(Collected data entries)
#####
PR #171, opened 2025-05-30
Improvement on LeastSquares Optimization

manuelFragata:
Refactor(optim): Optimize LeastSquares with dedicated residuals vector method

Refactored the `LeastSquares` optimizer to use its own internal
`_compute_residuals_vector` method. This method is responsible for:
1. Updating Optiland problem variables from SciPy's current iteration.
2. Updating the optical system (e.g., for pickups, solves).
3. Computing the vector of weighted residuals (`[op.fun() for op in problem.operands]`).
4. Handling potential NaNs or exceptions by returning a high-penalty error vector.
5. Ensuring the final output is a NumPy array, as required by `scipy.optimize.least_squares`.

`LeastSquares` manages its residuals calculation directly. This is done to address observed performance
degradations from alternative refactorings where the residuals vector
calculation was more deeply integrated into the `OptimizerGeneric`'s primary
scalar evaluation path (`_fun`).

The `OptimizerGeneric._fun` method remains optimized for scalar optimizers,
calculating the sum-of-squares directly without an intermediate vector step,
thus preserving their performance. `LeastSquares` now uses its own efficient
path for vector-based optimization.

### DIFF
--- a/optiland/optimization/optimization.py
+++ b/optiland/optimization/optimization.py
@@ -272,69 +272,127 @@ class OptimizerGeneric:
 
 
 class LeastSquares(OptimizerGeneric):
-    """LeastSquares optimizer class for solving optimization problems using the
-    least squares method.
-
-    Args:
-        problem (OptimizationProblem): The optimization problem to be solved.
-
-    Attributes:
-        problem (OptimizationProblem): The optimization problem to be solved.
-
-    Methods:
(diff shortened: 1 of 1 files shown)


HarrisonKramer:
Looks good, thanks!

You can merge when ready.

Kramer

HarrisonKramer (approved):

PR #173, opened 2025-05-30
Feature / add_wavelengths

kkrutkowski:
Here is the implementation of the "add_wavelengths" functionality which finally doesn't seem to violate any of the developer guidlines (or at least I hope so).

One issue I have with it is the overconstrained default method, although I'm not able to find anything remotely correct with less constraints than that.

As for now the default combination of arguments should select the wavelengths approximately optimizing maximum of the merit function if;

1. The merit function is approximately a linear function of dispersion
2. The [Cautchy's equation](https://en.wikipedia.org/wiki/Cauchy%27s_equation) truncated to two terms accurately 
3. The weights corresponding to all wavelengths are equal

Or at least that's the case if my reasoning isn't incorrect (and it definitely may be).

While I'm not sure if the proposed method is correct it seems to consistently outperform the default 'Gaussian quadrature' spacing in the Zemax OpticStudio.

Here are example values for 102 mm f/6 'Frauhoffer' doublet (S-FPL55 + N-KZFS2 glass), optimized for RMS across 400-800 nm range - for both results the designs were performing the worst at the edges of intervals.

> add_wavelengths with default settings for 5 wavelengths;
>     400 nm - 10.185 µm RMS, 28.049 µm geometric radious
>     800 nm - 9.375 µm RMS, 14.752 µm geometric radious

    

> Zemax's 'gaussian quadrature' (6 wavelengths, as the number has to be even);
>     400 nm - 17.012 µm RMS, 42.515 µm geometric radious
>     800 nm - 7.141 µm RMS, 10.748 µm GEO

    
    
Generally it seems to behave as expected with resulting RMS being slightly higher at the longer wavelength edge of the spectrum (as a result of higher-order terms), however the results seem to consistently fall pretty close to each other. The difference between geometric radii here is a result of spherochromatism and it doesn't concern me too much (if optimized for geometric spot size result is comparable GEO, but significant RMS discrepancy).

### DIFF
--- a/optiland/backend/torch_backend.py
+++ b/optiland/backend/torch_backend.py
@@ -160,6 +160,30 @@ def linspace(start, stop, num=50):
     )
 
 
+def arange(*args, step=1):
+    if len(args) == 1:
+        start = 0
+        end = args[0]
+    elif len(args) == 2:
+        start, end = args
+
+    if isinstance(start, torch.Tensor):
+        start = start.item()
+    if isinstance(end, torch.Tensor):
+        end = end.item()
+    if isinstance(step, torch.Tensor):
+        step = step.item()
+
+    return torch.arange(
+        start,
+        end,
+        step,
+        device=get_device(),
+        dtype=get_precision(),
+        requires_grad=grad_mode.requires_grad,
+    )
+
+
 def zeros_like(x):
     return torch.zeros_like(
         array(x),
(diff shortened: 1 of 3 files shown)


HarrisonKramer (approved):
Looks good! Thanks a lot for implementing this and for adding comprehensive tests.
#####
Try it
Copy out the range of lines above starting at the line with "Or at least that's" and ending at the line with "Generally it seems", exactly and including both.

Written response
Or at least that's the case if my reasoning isn't incorrect (and it definitely may be).

While I'm not sure if the proposed method is correct it seems to consistently outperform the default 'Gaussian quadrature' spacing in the Zemax OpticStudio.

Here are example values for 102 mm f/6 'Frauhoffer' doublet (S-FPL55 + N-KZFS2 glass), optimized for RMS across 400-800 nm range - for both results the designs were performing the worst at the edges of intervals.

> add_wavelengths with default settings for 5 wavelengths;
>     400 nm - 10.185 µm RMS, 28.049 µm geometric radious
>     800 nm - 9.375 µm RMS, 14.752 µm geometric radious

    

> Zemax's 'gaussian quadrature' (6 wavelengths, as the number has to be even);
>     400 nm - 17.012 µm RMS, 42.515 µm geometric radious
>     800 nm - 7.141 µm RMS, 10.748 µm GEO

    
    
Generally it seems to behave as expected with resulting RMS being slightly higher at the longer wavelength edge of the spectrum (as a result of higher-order terms), however the results seem to consistently fall pretty close to each other. The difference between geometric radii here is a result of spherochromatism and it doesn't concern me too much (if optimized for geometric spot size result is comparable GEO, but significant RMS discrepancy).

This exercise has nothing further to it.